Bankrupt crypto lender Genesis Global Capital has secured court approval to commence its $3 billion repayment plan to its creditors. The decision comes with revelations that Genesis’s parent company Digital Currency Group (DCG) will be recovering no value from the bankruptcy payout plan.
US Court Sides With Genesis, Denies DCG Claims On Repayment Plan
In a court ruling on Friday, Judge Sean Lane of the US Bankruptcy Court, Southern District of New York granted approval of the proposed repayment plan by Genesis to settle its debts with its claimants after filing for bankruptcy in January 2023.
Genesis Global Capital which functioned as a crypto lending platform was one major company to shut down following the sudden, spectacular collapse of mammoth crypto exchange FTX and its trading arm Alameda Research in November 2022.
According to a report by WSJ, Genesis reportedly lent millions of dollars to Alameda Research in unsecured loans prior to the company’s capitulation. In addition, Genesis also sent $2.4 billion to Three Arrows Capital, a crypto hedge fund which was ordered in June 2022 to undergo a liquidation.
In November 2023, Genesis submitted a repayment plan in which they targeted that each customer received at least 77% of the value of their deposits. This plan faced much opposition from the DCG – Genesis’s parent company – which claimed the proposed payout was going to grant customers more than they were entitled to, especially following general crypto asset appreciation in the last year.

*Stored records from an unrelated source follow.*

PR #648, opened 2021-07-28
APP-606: Support action-level API calls

hedvigoscar:
This implementation uses the same code path as passage-level API.
It's not ideal, but it will get the job done for now!

### Checklist

### DIFF
--- a/app/src/main/java/com/hedvig/app/feature/embark/EmbarkViewModel.kt
+++ b/app/src/main/java/com/hedvig/app/feature/embark/EmbarkViewModel.kt
@@ -103,7 +103,23 @@ abstract class EmbarkViewModel(
         }.flatten()
     }
 
-    fun navigateToPassage(passageName: String) {
+    fun submitAction(nextPassageName: String, submitIndex: Int = 0) {
+        data.value?.passage?.let { currentPassage ->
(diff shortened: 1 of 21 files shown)


app/src/main/java/com/hedvig/app/feature/embark/EmbarkViewModel.kt
```diff
@@ -103,7 +103,23 @@ abstract class EmbarkViewModel(
         }.flatten()
     }
 
-    fun navigateToPassage(passageName: String) {
+    fun submitAction(nextPassageName: String, submitIndex: Int = 0) {
```
hugokallstrom, line 106: Okay so this is where the magic happens ;) I kind of understand, but still having a hard time wrapping my head around embark. So nice to have tests though, good job!

hugokallstrom (approved):
LGTM!

app/src/main/java/com/hedvig/app/feature/embark/EmbarkViewModel.kt
hedvigoscar: That is indeed where the magic happens.

Embark could indeed do with a nice refactor, it's grown a bit hairy. 😬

However, Judge Lane kicked out DCG’s petition on Friday claiming they had no relevant stake in the repayment fund because they rank as junior creditors despite being an equity holder in the bankrupt crypto lender.
The Judge explained that DCG is likely to gain no sufficient value in funds or assets after Genesis is done settling its debts with its creditors including the state and federal regulators which takes a higher priority in the repayment hierarchy.
A statement from the ruling read;
In overruling DCG’s objection, the Court ultimately concludes that its objection is a result oriented one based on DCG’s lack of recovery as an equity holder under the Plan. But as discussed below, there are nowhere near enough assets to provide any recovery to DCG in these cases. In the end, DCG has not presented any basis for concluding that the New York Attorney General Settlement Agreement is anything but reasonable and appropriate.